Look below. Copy each line that has "converted" in it.

[Stored data]
|---|
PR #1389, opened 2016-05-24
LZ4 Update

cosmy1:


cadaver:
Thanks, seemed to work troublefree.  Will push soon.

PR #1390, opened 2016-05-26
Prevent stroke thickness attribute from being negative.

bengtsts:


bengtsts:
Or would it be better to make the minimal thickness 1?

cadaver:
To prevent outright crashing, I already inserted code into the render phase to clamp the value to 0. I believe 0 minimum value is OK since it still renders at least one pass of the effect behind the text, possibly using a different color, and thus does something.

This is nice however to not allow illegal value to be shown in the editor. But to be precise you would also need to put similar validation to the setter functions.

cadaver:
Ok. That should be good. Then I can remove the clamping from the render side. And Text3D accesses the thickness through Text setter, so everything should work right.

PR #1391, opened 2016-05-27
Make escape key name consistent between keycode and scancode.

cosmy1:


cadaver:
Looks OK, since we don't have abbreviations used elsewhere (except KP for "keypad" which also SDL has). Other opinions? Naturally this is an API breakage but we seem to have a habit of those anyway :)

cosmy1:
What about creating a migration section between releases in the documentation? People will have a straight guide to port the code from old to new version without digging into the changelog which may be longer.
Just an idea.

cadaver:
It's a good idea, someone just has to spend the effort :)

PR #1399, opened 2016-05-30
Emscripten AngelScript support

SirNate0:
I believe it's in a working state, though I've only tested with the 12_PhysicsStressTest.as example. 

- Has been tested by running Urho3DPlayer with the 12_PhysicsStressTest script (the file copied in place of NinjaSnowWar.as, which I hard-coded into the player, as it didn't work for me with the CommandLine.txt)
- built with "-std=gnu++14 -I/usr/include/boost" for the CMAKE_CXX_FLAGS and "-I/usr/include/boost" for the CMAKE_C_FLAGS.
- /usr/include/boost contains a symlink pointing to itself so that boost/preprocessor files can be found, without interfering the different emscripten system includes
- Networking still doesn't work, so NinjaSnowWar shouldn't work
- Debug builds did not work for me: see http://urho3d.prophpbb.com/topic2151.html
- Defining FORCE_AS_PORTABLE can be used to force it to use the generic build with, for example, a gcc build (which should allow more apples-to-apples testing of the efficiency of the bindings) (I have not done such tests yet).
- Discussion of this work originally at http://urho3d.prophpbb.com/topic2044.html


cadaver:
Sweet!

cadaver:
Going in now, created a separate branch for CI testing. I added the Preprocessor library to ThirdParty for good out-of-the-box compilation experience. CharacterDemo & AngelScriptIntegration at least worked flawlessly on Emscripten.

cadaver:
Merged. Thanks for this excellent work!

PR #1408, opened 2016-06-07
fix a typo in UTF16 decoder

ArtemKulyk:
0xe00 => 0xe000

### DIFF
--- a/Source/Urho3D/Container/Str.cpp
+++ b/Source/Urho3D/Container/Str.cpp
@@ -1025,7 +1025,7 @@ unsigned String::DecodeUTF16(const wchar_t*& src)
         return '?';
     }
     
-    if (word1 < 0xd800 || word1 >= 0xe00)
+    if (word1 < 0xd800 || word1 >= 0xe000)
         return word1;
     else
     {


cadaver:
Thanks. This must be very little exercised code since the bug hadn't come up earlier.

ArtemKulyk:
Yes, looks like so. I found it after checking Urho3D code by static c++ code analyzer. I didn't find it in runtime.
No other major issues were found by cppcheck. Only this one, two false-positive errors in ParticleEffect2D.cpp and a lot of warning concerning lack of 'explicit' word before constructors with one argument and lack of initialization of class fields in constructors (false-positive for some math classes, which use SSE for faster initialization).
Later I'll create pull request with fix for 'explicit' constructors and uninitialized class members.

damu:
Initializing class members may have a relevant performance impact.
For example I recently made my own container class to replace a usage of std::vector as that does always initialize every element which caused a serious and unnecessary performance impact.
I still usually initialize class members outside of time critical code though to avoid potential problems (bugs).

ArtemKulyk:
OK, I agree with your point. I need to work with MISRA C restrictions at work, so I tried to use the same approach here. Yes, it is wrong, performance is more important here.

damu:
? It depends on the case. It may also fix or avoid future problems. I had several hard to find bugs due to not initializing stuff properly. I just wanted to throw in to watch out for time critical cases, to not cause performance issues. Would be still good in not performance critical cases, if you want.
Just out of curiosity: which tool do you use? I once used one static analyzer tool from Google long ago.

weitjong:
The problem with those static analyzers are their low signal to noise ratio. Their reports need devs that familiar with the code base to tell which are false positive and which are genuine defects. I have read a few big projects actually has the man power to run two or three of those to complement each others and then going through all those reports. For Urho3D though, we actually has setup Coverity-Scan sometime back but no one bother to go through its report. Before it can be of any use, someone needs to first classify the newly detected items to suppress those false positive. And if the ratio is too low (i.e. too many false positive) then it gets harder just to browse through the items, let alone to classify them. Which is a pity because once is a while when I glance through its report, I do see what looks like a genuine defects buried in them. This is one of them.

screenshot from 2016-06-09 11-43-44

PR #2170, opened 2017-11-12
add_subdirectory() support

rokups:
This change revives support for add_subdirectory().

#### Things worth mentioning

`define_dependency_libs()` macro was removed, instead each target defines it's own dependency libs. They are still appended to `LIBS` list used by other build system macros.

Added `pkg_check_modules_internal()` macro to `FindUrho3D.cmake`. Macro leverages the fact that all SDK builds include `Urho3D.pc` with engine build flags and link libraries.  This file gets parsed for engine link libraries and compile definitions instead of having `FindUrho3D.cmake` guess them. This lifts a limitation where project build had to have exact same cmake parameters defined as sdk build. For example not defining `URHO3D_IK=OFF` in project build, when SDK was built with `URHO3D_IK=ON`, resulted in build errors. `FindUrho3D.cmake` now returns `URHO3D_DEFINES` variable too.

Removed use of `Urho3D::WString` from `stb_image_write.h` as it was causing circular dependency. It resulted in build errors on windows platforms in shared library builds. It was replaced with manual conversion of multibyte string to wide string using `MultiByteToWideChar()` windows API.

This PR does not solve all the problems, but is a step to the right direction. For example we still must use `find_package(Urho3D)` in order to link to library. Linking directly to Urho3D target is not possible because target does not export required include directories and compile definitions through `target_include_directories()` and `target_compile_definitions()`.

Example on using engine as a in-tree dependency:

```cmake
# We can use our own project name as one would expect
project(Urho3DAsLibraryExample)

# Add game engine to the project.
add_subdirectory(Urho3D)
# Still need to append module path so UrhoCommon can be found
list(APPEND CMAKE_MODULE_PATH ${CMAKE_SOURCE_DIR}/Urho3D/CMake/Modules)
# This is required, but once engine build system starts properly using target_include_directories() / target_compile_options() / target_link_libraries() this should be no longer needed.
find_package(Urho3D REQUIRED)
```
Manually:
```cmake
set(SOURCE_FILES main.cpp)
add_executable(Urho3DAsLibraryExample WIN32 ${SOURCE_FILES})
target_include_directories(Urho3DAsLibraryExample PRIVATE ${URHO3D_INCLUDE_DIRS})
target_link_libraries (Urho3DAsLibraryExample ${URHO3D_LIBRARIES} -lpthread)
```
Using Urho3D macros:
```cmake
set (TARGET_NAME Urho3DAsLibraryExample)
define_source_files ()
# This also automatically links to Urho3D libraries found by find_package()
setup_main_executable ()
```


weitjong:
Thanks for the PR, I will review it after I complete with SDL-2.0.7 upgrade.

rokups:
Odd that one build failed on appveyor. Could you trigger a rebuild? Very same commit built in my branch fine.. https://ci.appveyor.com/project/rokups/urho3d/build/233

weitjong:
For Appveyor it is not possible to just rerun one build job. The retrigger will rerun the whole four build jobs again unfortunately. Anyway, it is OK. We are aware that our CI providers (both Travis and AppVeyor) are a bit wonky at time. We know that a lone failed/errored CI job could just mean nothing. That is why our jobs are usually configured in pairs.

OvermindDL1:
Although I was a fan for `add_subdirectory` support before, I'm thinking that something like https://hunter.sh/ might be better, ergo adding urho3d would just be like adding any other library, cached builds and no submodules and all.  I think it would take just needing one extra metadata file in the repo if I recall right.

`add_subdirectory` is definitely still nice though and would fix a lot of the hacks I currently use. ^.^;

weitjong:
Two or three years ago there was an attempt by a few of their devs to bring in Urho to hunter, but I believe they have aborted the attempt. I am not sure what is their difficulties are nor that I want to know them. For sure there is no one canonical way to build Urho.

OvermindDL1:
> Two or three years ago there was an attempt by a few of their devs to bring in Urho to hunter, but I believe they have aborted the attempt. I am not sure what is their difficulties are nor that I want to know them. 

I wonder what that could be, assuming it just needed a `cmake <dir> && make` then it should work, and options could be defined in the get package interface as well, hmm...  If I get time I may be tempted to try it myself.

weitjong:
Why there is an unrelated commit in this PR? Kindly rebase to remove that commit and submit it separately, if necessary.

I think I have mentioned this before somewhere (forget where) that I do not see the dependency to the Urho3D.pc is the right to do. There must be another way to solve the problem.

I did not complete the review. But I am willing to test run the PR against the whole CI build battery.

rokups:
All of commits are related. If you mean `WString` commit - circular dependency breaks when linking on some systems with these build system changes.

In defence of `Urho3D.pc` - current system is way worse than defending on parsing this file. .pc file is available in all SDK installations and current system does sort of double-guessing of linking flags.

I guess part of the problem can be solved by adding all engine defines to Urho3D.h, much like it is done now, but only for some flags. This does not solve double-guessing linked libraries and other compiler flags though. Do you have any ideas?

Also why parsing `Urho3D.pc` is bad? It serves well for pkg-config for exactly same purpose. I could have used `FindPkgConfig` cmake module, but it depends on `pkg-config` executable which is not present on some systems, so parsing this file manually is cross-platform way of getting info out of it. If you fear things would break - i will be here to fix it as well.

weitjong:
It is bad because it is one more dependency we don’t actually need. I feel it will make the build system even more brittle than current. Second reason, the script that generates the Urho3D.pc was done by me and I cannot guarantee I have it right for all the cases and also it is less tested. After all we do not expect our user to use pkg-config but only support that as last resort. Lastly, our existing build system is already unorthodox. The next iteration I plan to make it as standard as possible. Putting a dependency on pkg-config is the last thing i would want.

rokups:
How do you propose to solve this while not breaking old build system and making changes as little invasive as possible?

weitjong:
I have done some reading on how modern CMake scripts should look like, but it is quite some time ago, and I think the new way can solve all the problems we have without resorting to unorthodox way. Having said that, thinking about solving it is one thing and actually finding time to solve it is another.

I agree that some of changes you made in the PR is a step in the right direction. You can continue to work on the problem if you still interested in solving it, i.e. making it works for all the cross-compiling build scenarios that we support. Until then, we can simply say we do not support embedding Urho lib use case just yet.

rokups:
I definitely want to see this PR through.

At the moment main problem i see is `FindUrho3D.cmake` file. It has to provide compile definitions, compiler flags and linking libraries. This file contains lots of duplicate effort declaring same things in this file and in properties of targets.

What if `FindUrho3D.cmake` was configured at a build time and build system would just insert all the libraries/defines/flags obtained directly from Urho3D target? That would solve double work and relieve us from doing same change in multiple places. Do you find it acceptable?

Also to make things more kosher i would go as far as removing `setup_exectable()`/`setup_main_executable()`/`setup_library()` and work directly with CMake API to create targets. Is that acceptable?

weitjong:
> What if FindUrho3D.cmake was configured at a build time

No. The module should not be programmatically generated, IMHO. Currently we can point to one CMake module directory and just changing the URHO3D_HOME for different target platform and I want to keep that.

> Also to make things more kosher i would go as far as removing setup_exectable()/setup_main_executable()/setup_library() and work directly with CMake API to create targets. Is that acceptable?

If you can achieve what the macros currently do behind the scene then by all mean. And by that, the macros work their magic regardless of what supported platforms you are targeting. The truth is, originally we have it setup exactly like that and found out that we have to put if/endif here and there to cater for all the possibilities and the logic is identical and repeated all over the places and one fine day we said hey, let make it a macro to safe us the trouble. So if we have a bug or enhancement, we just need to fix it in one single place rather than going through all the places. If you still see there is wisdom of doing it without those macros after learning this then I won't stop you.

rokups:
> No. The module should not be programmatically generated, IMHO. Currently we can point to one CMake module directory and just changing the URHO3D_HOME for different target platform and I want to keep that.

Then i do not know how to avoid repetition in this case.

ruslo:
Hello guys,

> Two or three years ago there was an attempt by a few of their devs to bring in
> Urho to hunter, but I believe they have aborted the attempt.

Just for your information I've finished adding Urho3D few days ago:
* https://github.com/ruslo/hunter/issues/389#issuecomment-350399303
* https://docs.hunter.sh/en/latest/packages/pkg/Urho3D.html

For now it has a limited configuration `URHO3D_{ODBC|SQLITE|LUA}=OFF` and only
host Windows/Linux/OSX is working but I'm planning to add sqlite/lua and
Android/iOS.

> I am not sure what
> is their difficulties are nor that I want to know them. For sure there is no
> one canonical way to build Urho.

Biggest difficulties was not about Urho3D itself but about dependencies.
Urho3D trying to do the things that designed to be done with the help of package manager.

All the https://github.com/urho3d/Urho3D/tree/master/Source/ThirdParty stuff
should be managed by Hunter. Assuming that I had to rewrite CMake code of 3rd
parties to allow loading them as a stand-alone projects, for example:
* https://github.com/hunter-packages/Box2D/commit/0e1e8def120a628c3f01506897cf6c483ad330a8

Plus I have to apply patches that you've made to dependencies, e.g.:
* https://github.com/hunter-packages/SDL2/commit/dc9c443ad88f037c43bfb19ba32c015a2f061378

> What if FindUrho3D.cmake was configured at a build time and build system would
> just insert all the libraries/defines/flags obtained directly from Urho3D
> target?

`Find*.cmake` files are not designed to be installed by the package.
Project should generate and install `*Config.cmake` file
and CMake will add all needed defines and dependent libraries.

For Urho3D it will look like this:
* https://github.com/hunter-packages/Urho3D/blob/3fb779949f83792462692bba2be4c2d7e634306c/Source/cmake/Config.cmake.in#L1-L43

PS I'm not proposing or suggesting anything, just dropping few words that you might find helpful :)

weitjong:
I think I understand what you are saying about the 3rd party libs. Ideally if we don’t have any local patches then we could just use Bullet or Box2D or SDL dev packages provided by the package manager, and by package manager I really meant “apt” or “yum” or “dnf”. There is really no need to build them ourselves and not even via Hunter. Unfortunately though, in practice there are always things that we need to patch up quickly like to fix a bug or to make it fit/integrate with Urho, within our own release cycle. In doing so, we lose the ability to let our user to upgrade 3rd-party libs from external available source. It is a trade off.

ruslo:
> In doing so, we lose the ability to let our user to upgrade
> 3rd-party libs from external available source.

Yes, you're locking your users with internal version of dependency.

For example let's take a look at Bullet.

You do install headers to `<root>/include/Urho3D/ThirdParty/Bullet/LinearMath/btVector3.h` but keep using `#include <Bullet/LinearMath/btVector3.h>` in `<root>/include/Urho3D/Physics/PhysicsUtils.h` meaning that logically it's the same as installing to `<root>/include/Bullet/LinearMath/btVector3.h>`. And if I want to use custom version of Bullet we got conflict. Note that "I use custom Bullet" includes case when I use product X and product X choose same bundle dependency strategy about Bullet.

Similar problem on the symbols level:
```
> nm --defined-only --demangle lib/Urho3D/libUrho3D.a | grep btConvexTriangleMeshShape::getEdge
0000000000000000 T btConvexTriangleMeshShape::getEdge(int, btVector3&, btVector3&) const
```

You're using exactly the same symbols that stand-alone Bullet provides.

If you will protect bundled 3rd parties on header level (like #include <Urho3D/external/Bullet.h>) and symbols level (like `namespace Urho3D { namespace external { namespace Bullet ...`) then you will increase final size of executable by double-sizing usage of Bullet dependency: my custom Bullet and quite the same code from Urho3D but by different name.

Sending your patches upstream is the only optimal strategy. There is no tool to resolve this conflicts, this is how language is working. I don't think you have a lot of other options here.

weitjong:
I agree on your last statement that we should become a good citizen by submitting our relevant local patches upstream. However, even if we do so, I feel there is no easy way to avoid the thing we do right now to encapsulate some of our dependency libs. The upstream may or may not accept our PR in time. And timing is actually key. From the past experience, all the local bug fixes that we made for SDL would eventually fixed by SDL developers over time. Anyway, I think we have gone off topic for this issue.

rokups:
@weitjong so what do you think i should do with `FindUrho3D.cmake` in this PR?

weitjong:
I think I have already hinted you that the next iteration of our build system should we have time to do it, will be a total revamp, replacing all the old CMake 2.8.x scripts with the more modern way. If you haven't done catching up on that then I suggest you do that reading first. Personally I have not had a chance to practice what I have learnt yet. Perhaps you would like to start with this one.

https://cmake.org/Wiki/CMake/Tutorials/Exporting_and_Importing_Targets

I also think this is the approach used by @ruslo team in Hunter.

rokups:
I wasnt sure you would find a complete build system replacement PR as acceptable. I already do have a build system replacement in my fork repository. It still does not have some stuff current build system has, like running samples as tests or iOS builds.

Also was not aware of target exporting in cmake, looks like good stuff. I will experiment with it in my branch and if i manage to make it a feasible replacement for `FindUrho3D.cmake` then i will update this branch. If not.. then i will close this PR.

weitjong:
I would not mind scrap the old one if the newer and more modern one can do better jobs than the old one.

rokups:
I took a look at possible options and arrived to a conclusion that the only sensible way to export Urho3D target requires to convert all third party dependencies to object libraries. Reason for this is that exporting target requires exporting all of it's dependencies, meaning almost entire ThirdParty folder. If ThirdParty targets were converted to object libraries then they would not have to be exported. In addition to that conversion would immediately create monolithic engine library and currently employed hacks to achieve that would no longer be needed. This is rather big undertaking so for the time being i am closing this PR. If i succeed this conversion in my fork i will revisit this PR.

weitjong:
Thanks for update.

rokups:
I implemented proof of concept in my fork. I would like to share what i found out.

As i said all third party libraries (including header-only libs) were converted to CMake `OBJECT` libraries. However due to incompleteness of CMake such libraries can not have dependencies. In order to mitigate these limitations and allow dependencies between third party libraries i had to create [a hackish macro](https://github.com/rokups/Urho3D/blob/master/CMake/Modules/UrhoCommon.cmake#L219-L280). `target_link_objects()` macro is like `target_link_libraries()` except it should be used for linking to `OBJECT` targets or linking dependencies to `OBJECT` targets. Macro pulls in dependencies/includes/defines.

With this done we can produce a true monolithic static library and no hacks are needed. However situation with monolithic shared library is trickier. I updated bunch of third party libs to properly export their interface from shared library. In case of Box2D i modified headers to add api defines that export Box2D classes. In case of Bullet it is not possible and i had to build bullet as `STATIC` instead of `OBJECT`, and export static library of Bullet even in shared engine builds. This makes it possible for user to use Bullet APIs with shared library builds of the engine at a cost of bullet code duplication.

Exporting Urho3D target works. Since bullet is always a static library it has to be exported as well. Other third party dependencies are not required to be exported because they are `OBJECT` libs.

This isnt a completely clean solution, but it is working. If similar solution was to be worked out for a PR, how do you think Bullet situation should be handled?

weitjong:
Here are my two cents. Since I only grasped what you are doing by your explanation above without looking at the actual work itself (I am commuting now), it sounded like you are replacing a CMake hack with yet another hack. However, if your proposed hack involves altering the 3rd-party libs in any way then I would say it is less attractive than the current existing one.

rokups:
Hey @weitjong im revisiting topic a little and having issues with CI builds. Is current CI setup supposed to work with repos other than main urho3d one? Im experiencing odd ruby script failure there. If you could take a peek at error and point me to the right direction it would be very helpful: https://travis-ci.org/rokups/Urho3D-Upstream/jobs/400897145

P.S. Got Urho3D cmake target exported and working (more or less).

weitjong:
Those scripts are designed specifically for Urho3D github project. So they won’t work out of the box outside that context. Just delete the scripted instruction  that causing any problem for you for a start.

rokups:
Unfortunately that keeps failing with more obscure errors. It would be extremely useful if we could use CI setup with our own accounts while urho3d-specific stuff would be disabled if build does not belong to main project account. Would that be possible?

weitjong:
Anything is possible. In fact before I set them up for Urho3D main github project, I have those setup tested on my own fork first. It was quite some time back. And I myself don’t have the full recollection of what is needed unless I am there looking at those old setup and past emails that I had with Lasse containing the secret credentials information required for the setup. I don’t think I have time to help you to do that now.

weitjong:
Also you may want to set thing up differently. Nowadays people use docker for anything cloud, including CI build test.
|---|
◆ Task answer
I took a look at possible options and arrived to a conclusion that the only sensible way to export Urho3D target requires to convert all third party dependencies to object libraries. Reason for this is that exporting target requires exporting all of it's dependencies, meaning almost entire ThirdParty folder. If ThirdParty targets were converted to object libraries then they would not have to be exported. In addition to that conversion would immediately create monolithic engine library and currently employed hacks to achieve that would no longer be needed. This is rather big undertaking so for the time being i am closing this PR. If i succeed this conversion in my fork i will revisit this PR.
As i said all third party libraries (including header-only libs) were converted to CMake `OBJECT` libraries. However due to incompleteness of CMake such libraries can not have dependencies. In order to mitigate these limitations and allow dependencies between third party libraries i had to create [a hackish macro](https://github.com/rokups/Urho3D/blob/master/CMake/Modules/UrhoCommon.cmake#L219-L280). `target_link_objects()` macro is like `target_link_libraries()` except it should be used for linking to `OBJECT` targets or linking dependencies to `OBJECT` targets. Macro pulls in dependencies/includes/defines.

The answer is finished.